#### Task data ####

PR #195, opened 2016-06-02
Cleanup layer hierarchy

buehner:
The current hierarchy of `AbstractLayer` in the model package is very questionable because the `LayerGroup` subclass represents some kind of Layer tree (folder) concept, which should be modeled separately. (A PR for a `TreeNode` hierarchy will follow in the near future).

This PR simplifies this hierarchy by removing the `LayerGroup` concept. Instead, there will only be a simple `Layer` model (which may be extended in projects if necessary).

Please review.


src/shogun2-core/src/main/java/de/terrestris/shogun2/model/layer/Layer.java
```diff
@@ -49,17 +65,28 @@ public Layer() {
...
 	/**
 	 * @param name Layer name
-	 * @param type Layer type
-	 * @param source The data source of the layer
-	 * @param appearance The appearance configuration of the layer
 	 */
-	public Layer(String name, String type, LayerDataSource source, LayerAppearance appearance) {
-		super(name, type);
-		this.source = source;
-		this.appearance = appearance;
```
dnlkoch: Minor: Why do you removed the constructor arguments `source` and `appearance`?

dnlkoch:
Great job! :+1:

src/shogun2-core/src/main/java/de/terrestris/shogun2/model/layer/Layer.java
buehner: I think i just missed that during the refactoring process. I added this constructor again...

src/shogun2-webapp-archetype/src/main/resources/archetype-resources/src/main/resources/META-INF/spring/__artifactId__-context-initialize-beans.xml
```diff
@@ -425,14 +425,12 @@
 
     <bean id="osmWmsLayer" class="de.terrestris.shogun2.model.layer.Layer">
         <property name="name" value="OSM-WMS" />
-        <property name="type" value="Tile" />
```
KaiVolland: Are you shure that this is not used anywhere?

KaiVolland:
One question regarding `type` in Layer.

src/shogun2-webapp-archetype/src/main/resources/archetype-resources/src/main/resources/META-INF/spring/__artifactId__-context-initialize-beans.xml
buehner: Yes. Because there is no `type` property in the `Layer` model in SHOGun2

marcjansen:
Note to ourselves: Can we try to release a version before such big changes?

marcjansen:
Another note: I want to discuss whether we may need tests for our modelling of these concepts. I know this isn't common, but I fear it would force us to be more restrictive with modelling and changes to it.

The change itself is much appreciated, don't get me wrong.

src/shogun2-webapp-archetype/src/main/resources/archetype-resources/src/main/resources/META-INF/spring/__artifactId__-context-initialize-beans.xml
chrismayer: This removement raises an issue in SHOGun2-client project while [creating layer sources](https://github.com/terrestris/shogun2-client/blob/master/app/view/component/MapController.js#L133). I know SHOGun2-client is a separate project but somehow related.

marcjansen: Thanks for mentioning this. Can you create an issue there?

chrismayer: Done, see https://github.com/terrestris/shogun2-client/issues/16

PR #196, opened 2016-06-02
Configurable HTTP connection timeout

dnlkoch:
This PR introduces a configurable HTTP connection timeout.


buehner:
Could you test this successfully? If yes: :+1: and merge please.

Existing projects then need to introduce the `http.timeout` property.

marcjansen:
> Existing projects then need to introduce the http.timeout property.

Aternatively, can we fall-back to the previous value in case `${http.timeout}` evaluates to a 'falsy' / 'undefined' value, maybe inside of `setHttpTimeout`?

####

**What is needed:** Only one stretch is wanted, so please give again exactly the lines from the start of the data through the line containing "Please review.", both ends included.

**Solution to the problem:**
PR #195, opened 2016-06-02
Cleanup layer hierarchy

buehner:
The current hierarchy of `AbstractLayer` in the model package is very questionable because the `LayerGroup` subclass represents some kind of Layer tree (folder) concept, which should be modeled separately. (A PR for a `TreeNode` hierarchy will follow in the near future).

This PR simplifies this hierarchy by removing the `LayerGroup` concept. Instead, there will only be a simple `Layer` model (which may be extended in projects if necessary).

Please review.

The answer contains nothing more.